▸ **Work instruction**: Read the lines below, and copy any that contain the string "index".

▸ **Stored entries**:
>>>

PR #1067, opened 2018-09-24
Fix description of external eslint plugin rules

### LINKED ISSUE #1035: Fix description of external eslint plugin rules
image

Note that this description is provided by [analyser-commons](https://github.com/SonarSource/sonar-analyzer-commons/blob/ceded2e42bb85ad3cf30f684609c3c0c8cfe7838/commons/src/main/java/org/sonarsource/analyzer/commons/ExternalRuleLoader.java#L55).

One possible fix is: “See the description of ESLint rule react/jsx-sort-props [here](url).” 
but this way we are not so explicit that description is provided by third party tool and not us. And this change should be done in analyzer-commons thus it will effect other language plugins. 

Another option is to provide `description` instead of `url`. That way to don't need to update analyzer-commons and can put to description what we want. For example: 
`See description of %s rule <code>%s</code> in the <a href=\"%s\">ESLint plugin for React documentation</a>.`

vilchik-elena:
Fixes #1035

### DIFF
--- a/javascript-checks/src/main/resources/org/sonar/l10n/javascript/rules/eslint/angular.json
+++ b/javascript-checks/src/main/resources/org/sonar/l10n/javascript/rules/eslint/angular.json
@@ -3,368 +3,358 @@
     "key": "angular/avoid-scope-typos",
     "type": "BUG",
     "name": "Avoid mistakes when naming methods defined on the scope object",
-    "url":
-      "https://github.com/Gillespie59/eslint-plugin-angular/blob/HEAD/docs/rules/avoid-scope-typos.md"
+    "url": "https://github.com/Gillespie59/eslint-plugin-angular/blob/HEAD/docs/rules/avoid-scope-typos.md",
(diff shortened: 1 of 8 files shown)


javascript-checks/src/main/resources/org/sonar/l10n/javascript/rules/eslint/angular.json
```diff
@@ -3,368 +3,358 @@
     "key": "angular/avoid-scope-typos",
     "type": "BUG",
     "name": "Avoid mistakes when naming methods defined on the scope object",
-    "url":
-      "https://github.com/Gillespie59/eslint-plugin-angular/blob/HEAD/docs/rules/avoid-scope-typos.md"
+    "url": "https://github.com/Gillespie59/eslint-plugin-angular/blob/HEAD/docs/rules/avoid-scope-typos.md",
+    "description": "See description of ESLint rule <code>angular/avoid-scope-typos</code> at the <a href=\"https://github.com/Gillespie59/eslint-plugin-angular/blob/HEAD/docs/rules/avoid-scope-typos.md\">ESLint AngularJS plugin website</a>."
```
stas-vilchik: I suggest to always use the plugin name, `eslint-plugin-angular` in this case.

PR #1071, opened 2018-09-26
Integrate issues coming from eslint-bridge into analysis results

### LINKED ISSUE #1060: Integrate issues coming from eslint-bridge into analysis results
When #1048 is fixed, we will be able to get issues coming from eslint-based rules in Java SQ sensor. Then we should save these issues into SQ, while not duplicating them with issues from corresponding java-based rules. 

Note that there will be 15 rules to integrate, rules which are available in [eslint-sonarjs 0.1.1](https://github.com/SonarSource/eslint-plugin-sonarjs).

vilchik-elena:
Fixes #1060


eslint-bridge/src/server.ts
```diff
@@ -29,7 +29,7 @@ export function start(port = 0): Promise<Server> {
     const app = express();
 
     // for parsing application/json requests
-    app.use(bodyParser.json());
+    app.use(bodyParser.json({ limit: "50mb" }));
```
andrea-guarino-sonarsource: I think we should put "50mb" in a constant

sonar-javascript-plugin/src/main/java/org/sonar/plugins/javascript/JavaScriptPlugin.java
```diff
@@ -84,7 +86,10 @@ public void define(Context context) {
       JavaScriptRulesDefinition.class,
       SonarWayRecommendedProfile.class,
       SonarWayProfile.class,
-      NodeCommand.builder());
+      // fixme replace path to script
+      new EslintBridgeServerImpl(NodeCommand.builder(), 5, "/Users/elenavilchik/Projects/LANG/SonarJS/eslint-bridge/bin/server"),
```
andrea-guarino-sonarsource: Can you store "5" in a constant? (to make it explicit it is regarding timeout)

vilchik-elena: done in Tibor's PR

vilchik-elena:
merged in https://github.com/SonarSource/SonarJS/pull/1073

PR #1073, opened 2018-09-27
Integrate eslint-bridge

### LINKED ISSUE #1060: Integrate issues coming from eslint-bridge into analysis results

### LINKED ISSUE #1070: package eslint-bridge into jar

saberduck:
Fixes #1070 and fixes #1060


sonar-javascript-plugin/src/main/java/org/sonar/plugins/javascript/eslint/EslintBridgeServerImpl.java
```diff
@@ -41,14 +40,14 @@
...
-@ScannerSide
 public class EslintBridgeServerImpl implements EslintBridgeServer {
 
   private static final Logger LOG = Loggers.get(EslintBridgeServerImpl.class);
 
   private static final int DEFAULT_TIMEOUT_SECONDS = 10;
   private static final String DEFAULT_STARTUP_SCRIPT = "eslint-bridge/bin/server";
-  private static final String DEFAULT_BUNDLE = "node_modules";
+  private static final String NODE_MODULES = "node_modules";
+  private static final String DEFAULT_BUNDLE = NODE_MODULES;
```
saberduck: I don't understand this change, the constant `NODE_MODULES` doesn't have any meaning by itself

PR #2420, opened 2020-12-09
Fix Sonar Way Recommended profile which should include all rules from Sonar Way profile

saberduck:
I also added automated test to assert this condition.


guillaume-dequenne-sonarsource (approved):
LGTM

PR #2428, opened 2020-12-14
Use "no-incorrect-string-concat" for S3402 in TypeScript

### LINKED ISSUE #2408: Use "no-incorrect-string-concat" for S3402 in TypeScript
S3402 is currently relying on [restrict-plus-operands](https://github.com/typescript-eslint/typescript-eslint/blob/master/packages/eslint-plugin/docs/rules/restrict-plus-operands.md) rule from typescript-eslint.

We can use instead our own (less noisy) implementation `no-incorrect-string-concat` that is already used for JavaScript.

guillaume-dequenne-sonarsource:
Fixes #2408


andrea-guarino-sonarsource (approved):
LGTM

PR #2430, opened 2020-12-14
Add script to generate boilerplate code for new rules

andrea-guarino-sonarsource:


eslint-bridge/tools/resources/unitTest.template_ts
```diff
@@ -0,0 +1,46 @@
...
+          message: 'TODO: add message',
+          line: 1,
+          column: 1,
+          endLine: 1,
+          endColumn: 1,
+        },
+      ],
+    },
+  ],
+});
```
saberduck, line 46: missing newline

eslint-bridge/tools/resources/rule.template_java
```diff
@@ -0,0 +1,37 @@
+/*
```
saberduck, line 1: looks like CRLF is used instead of LF as eol

eslint-bridge/tools/resources/rule.template_ts
```diff
@@ -0,0 +1,46 @@
+/*
```
saberduck, line 1: CRLF is used instead of LF as eol

eslint-bridge/tools/resources/unitTest.template_ts
```diff
@@ -0,0 +1,46 @@
+/*
```
saberduck, line 1: CRLF is used instead of LF as eol

saberduck (changes requested):
looks good, however it seems `CRLF` is used instead of `LF` as eol character.

eslint-bridge/tools/resources/unitTest.template_ts
andrea-guarino-sonarsource: good catch, thanks!

saberduck (approved):
perfect, thanks!

PR #2432, opened 2020-12-15
Fix FP on S2424 with TypeScript Enum constants

### LINKED ISSUE #2415: Fix FP on S2424 with TypeScript Enum constants
The rule should ignore Enum constants that override JavaScript standard built-in objects.

yassin-kammoun-sonarsource:
Fixes #2415

### DIFF
--- a/eslint-bridge/src/rules/no-built-in-override.ts
+++ b/eslint-bridge/src/rules/no-built-in-override.ts
@@ -22,6 +22,7 @@
 import { globalsByLibraries } from '../utils/globals';
 import { Rule, Scope } from 'eslint';
 import * as estree from 'estree';
+import { TSESTree } from '@typescript-eslint/experimental-utils';
 
 export const rule: Rule.RuleModule = {
   create(context: Rule.RuleContext) {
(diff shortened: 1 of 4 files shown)


eslint-bridge/src/rules/no-built-in-override.ts
```diff
@@ -45,17 +46,24 @@ export const rule: Rule.RuleModule = {
       scope.childScopes.forEach(checkScope);
     }
 
+    function isTSEnumMemberId(node: estree.Identifier) {
+      const id = node as TSESTree.Identifier;
+      return id.parent?.type === 'TSEnumMember' && id.parent.id === id;
```
saberduck, line 51: why do we need `id.parent.id === id` ? it seems not to be covered by tests

saberduck (changes requested):

eslint-bridge/src/rules/no-built-in-override.ts
yassin-kammoun-sonarsource: Indeed. I thought that both `Err` and `Error` in `enum E { Err = Error++ }` had the same `TSEnumMember ` parent, but it's obviously not the case.

saberduck (approved):

PR #2438, opened 2020-12-16
Fix FP: S4507 should not raise on alert() and debugger;

### LINKED ISSUE #2169: Fix FP on S1121 when the sub-expression is part of a while condition
Reported by community: https://community.sonarsource.com/t/rule-1121-assignments-in-sub-expressions-should-exclude-while-conditions/30413

S1121 should not raise if the assignment is not the controlling expression of a while condition, such as in the following case:
```
while ((line = reader.readLine()) !== null) {
  doSomething();
}
```
Once done, RSPEC should be updated to clearly mention this exception (as done in e.g PHP: https://jira.sonarsource.com/browse/RSPEC-2017).

guillaume-dequenne-sonarsource:
Fixes #2169


yassin-kammoun-sonarsource (approved):
LGTM!

PR #2449, opened 2020-12-30
Add support for timeout property

### LINKED ISSUE #1960: Timeout after analysing file for 60 seconds
I'm having an issue after upgrade to SQ 8.2 + SonarJS 6.2 + SonarTS 2.1 that looks identical to #1835.

ES-Lint analysis seems to get killed by a 60 sec timeout. It says 1190 files to be analyzed, which frankly is not that huge amount of files and adding 8GB of memory to node doesn't help at all.

I checked and launched the server command that demonized the es-lint and it seems to be starting properly.

Also tried removing `node_modules`  folder with no success.

Here's the full debug log:
[debug.log](https://github.com/SonarSource/SonarJS/files/4281959/debug.log)

Help would be greatly appreciated.

ricmatsui:
Fixes #1960

### DIFF
--- a/sonar-javascript-plugin/src/main/java/org/sonar/plugins/javascript/eslint/EslintBridgeServerImpl.java
+++ b/sonar-javascript-plugin/src/main/java/org/sonar/plugins/javascript/eslint/EslintBridgeServerImpl.java
@@ -54,6 +54,7 @@ public class EslintBridgeServerImpl implements EslintBridgeServer {
   private static final Profiler PROFILER = Profiler.createIfDebug(LOG);
 
   private static final int DEFAULT_TIMEOUT_SECONDS = 60;
+  private static final String TIMEOUT_SECONDS_PROPERTY = "sonar.javascript.timeoutSeconds";
   // internal property to set "--max-old-space-size" for Node process running this server
   private static final String MAX_OLD_SPACE_SIZE_PROPERTY = "sonar.javascript.node.maxspace";
   private static final String ALLOW_TS_PARSER_JS_FILES = "sonar.javascript.allowTsParserJsFiles";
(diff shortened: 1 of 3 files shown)


saberduck:
Thank you for your contribution @ricmatsui. However, I am not sure that making this option configurable is the way we want to "fix" this issue. I am considering that we will simply raise the default value so we allow longer processing by default. There were also nice performance improvements in recent TypeScript versions, which should alleviate this problem.

Can you share what kind of hardware do you use to analyze the code and at which timeout setting is your analysis successful? I assume that it's falling on default value, is that correct?

ricmatsui:
Thanks @saberduck I looked at making it configurable because the timeout value has been increased a couple times already:

- [Sep 28, 2018](https://github.com/SonarSource/SonarJS/commit/3be04bc743e96c03ed705b027a33aad7549ff7cb#diff-195dd59c3cd8e3335c38551504e78e04429f2b187ddc007fad00a8f0e3f6c0fb): 5s -> 10s
- [Sep 16, 2019](https://github.com/SonarSource/SonarJS/commit/50356d950e9df9d7715c56cd7c1f59cc71abfa74#diff-4c5e2408dc5152b41a8915f21e54e326c4a1fdef4f6796da7e7659db630cf595): 10s -> 30s 
- [Sep 16, 2019](https://github.com/SonarSource/SonarJS/commit/e4318917b2b0fad0387f557c2b687f501272027d#diff-4c5e2408dc5152b41a8915f21e54e326c4a1fdef4f6796da7e7659db630cf595): 30s -> 60s

And as far as I know the time needed depends on a few factors that could vary per project such as hardware speed, codebase size and structure, and rule count. So similar to how the memory limit can be raised once the analysis requires it, the idea would be that the timeout could also be raised.

> Can you share what kind of hardware do you use to analyze the code and at which timeout setting is your analysis successful? I assume that it's falling on default value, is that correct?

That's correct, the analysis is run with a MacBook Pro 2019 on 140k lines JS and TS (3.9.7). With 60s timeout it fails, and with 300s timeout it succeeds.

lukeapage:
We have 700k loc and I believe the value for us needs to be around 200s.

unless your going to make it configurable it needs to be much higher.

saberduck:
I created the PR to increase the limit to 300s https://github.com/SonarSource/SonarJS/pull/2505 , I don't think we need to make this option configurable. I will close this PR for now, if you have any issues please describe them on https://community.sonarsource.com/

ricmatsui:
Alright thanks @saberduck

PR #2455, opened 2021-01-17
Remove dependency on sslr-squid-bridge

### LINKED ISSUE #2454: Remove dependency on sslr-squid-bridge because it's deprecated
Should be replaced by sonar-analyzer-commons

margarita-nedzelska-sonarsource:
Fixes #2454


saberduck (approved):

margarita-nedzelska-sonarsource:
@saberduck It looks like this update leads to removing old custom rules api approach, which has already been deprecated since 4.2.1  Is it ok, if we remove it?

saberduck:
As we discussed it would be better to avoid this partial change before LTS and drop everything after LTS is out and we start to work on SQ 9.x

PR #2478, opened 2021-02-08
Deprecate SonarWay Recommended quality profile

### LINKED ISSUE #2450: Deprecate SonarWay Recommended quality profile
We want to remove SonarWay Recommended profile, as a first step we should change the name of the profile to be `SonarWay Recommended (deprecated)`. 

When this profile is used we should log a warning `SonarWay Recommended profile is deprecated, use SonarWay profile instead`. This warning should be in the logs and UI.

The change should be applied to both JS and TS.

This change should be implemented after SonarWay profile is updated.

yassin-kammoun-sonarsource:
Fixes #2450


andrey-tyukin-sonarsource (approved):
LGTM.

Tried various combinations (running analyses with different profiles with old version of plugin, then switching to new one, re-runninng etc.), it all seems to work.

PR #2484, opened 2021-02-11
Sanitize TypeScript ESLint rules requiring type information

### LINKED ISSUE #2483: Sanitize TypeScript ESLint rules requiring type information
When we write our own ESLint-based rules requiring type information, we systematically check that the type checker is available from the parser services, if not, such rules generally do nothing for most of them. This behaviour is not true for TypeScript ESLint rules, which don't perform that check but rather throw an error while retrieving the parser services. We then need to replicate this sanitization so that TypeScript ESLint rules relying on type checking but missing type information don't raise runtime errors.

yassin-kammoun-sonarsource:
Fixes #2483 

--
To sanitize TypeScript ESLint rules, we basically decorate the rules; each decorated rule now checks on creation whether it requires type information and if type information is available. If both conditions are met, then the original behaviour of the rule is preserved, otherwise the rule does nothing.

### DIFF
--- a/eslint-bridge/typings/typescript-eslint/index.d.ts
+++ b/eslint-bridge/typings/typescript-eslint/index.d.ts
@@ -1,3 +1,4 @@
 declare module '@typescript-eslint/eslint-plugin' {
-  export const rules: any;
+  import { Rule } from "eslint";
+  export const rules: { [name: string]: Rule.RuleModule };
 }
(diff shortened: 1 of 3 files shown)


eslint-bridge/typings/typescript-eslint/index.d.ts
```diff
@@ -1,3 +1,4 @@
 declare module '@typescript-eslint/eslint-plugin' {
-  export const rules: any;
+  import { Rule } from "eslint";
+  export const rules: { [name: string]: Rule.RuleModule };
```
saberduck, line 3: 👍

saberduck (approved):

<<<

▸ **Exercise solution**:
--- a/eslint-bridge/typings/typescript-eslint/index.d.ts
+++ b/eslint-bridge/typings/typescript-eslint/index.d.ts
eslint-bridge/typings/typescript-eslint/index.d.ts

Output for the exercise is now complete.